Maximum Achievable Capacity in Airborne MIMO Communications with Arbitrary Alignments of Linear Transceiver Antenna Arrays

In this paper, the capacity of airborne multiple-input-multiple-output (MIMO) wireless communication systems with arbitrary alignments of linear transmit and receive antenna arrays is systematically analyzed and the maximum achievable capacity is determined. Based on a general three-dimensional (3D) airborne MIMO communication model, we are able to approximate the airborne MIMO capacity as a function of the transmit and receive antenna array geometry in the 3D space. The capacity approximation is asymptotically tight as the distance between the transmit and receive antenna arrays large compared to their size. Based on the asymptotically tight capacity approximation, we derive an upper bound as well as a lower bound of the airborne MIMO capacity. Interestingly, both the upper and lower bounds are achievable. We also derive a necessary and sufficient condition for airborne MIMO communication systems to achieve the capacity upper bound for any given 3D transceiver antenna array geometry.
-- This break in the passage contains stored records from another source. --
PR #2151, opened 2026-03-31
MINIFICPP-2762 Replace AWS S3 client with AWS CRT S3 client

lordgamez:
https://issues.apache.org/jira/browse/MINIFICPP-2762

----------------

### For all changes:
     in the commit message?

### For code changes:

### Note:


extensions/aws/utils/AWSInitializer.cpp
```diff
@@ -34,6 +34,12 @@ AWSInitializer& AWSInitializer::get() {
 }
 
 AWSInitializer::~AWSInitializer() {
+  shutdown();
+}
+
+void AWSInitializer::shutdown() {
+  if (is_shut_down_) return;
+  is_shut_down_ = true;
```
szaszm: I think this initializer can be used concurrently from multiple threads, so this needs to be thread-safe. I think changing the flag to an atomic bool and making this change should be sufficient.
```suggestion
  bool is_shut_down = false;
  if (!is_shut_down_.compare_exchange_strong(&is_shut_down, true)) return;
```

extensions/aws/tests/AWSTestMain.cpp
szaszm, line 1: is this still necessary, now that aws shutdown is called on extension unload?

szaszm (approved):

extensions/aws/processors/ListS3.cpp
```diff
@@ -43,17 +43,10 @@ void ListS3::onSchedule(core::ProcessContext& context, core::ProcessSessionFacto
   }
   state_manager_ = std::make_unique<minifi::utils::ListingStateManager>(state_manager);
 
-  auto common_properties = getCommonELSupportedProperties(context, nullptr);
-  if (!common_properties) {
-    throw Exception(PROCESS_SCHEDULE_EXCEPTION, "Required property is not set or invalid");
-  }
-
```
szaszm, line 50: we should remove the EL support flag from the affected properties

szaszm (changes requested):
my approve was a bit too quick, I just noticed the issue with the EL support change

extensions/aws/tests/AWSTestMain.cpp
lordgamez: Good catch, removed in https://github.com/apache/nifi-minifi-cpp/pull/2151/commits/bebc42d718e876c40827af1132d1b92bb9141471

extensions/aws/processors/ListS3.cpp
lordgamez: The `setSupportsExpressionLanguage` flag was removed from the affected properties in AwsProcessor.h and removed from the PROCESSORS.md, is there anything else I'm missing?

adamdebreceni (approved):

martinzink (approved):

szaszm (approved):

The necessary and sufficient condition allows us to properly select the system parameters and design airborne MIMO communication systems that reach the best possible performance in terms of system capacity. We prove that when the distance between the transmit and receive antenna arrays is within a certain range, there exists a set of system parameter values (e.g. antenna element separation) for which the capacity of the MIMO communication system achieves the theoretical upper bound and this capacity value is larger than the average capacity of the corresponding conventional MIMO communication system under Rayleigh fading. Finally, we prove that the airborne MIMO capacity converges to the capacity lower bound when the distance between the transmit and receive antenna arrays goes to infinity. Extensive numerical studies included in this paper illustrate and validate our theoretical developments.